> What to work on
Calculate how many lines in the following records hold the word "cyclonedxBom", and report that number without comment.
.....
PR #670, opened 2025-08-20
Stop adding self references and dependency constraints as direct dependencies

### LINKED ISSUE #669: Dependency constraints incorrectly added as project direct dependency
## Describe the bug
Basically what was uncovered in https://github.com/spring-projects/spring-boot/issues/46924

## To Reproduce
New gradle project, add dependency constraints instead of  dependencies
```gradle
plugins {
	id 'java'
	id 'org.cyclonedx.bom' version '2.3.1'
}

group = 'com.example'
version = '0.0.1-SNAPSHOT'

repositories {
	mavenCentral()
}

dependencies {
	constraints {
		implementation 'org.jspecify:jspecify:1.0.0'
	}
	implementation 'com.google.guava:guava:33.4.8-jre'
}
```
run cyclonedxBom gradle task and you will find jspecify as a direct dependency of com.example
```json
{
  ...
  "dependencies" : [
    {
      "ref" : "pkg:maven/com.example/minimal-gradle-java-lib@0.0.1-SNAPSHOT?project_path=%3A",
      "dependsOn" : [
        "pkg:maven/org.jspecify/jspecify@1.0.0?type=jar",
        "pkg:maven/com.google.guava/guava@33.4.8-jre?type=jar"
      ]
    },
    ...
  ],
}
```
note that the constraint is not picked up as a direct dependency when they have no effect (eariler guava versions such as `com.google.guava:guava:32.0.1-jre` did not use jspecify), since they will not be included in the node tree.

## Expected behavior
Not including constraints as a dependency

## Environment  (please complete the following information):

- OS: Any (happens to be MacOS)
- Gradle version 9
- CycloneDX Plugin version 2.3.1

## Contribution 

tjog:
Fixes #669 

Would be great if this makes 3.0.0

### DIFF
--- a/src/main/java/org/cyclonedx/gradle/DependencyGraphTraverser.java
+++ b/src/main/java/org/cyclonedx/gradle/DependencyGraphTraverser.java
@@ -104,9 +104,12 @@ class DependencyGraphTraverser {
                     if (dep.isConstraint()) {
                         continue; // Skip constraints as they do not represent a dependency in the graph
                     }
-                    if (dep instanceof ResolvedDependencyResult) {   
+                    if (dep instanceof ResolvedDependencyResult) {
                         final ResolvedComponentResult dependencyComponent =
                                 ((ResolvedDependencyResult) dep).getSelected();
+                        if (graphNode.id.equals(dependencyComponent.getId())) {
+                            continue; // Skip self-references
+                        }
                         LOGGER.debug(
                                 "{} Node with ID {} has dependency with ID {}",
                                 LOG_PREFIX,
--- a/src/test/groovy/org/cyclonedx/gradle/PluginConfigurationSpec.groovy
+++ b/src/test/groovy/org/cyclonedx/gradle/PluginConfigurationSpec.groovy
@@ -1013,7 +1013,7 @@ class PluginConfigurationSpec extends Specification {
         where:
         taskName             | reportLocation
         "cyclonedxBom"       | "build/reports/cyclonedx"
-        // "cyclonedxDirectBom" | "build/reports/cyclonedx-direct" // TODO: enable once direct does not reference itself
.....
> Task result
2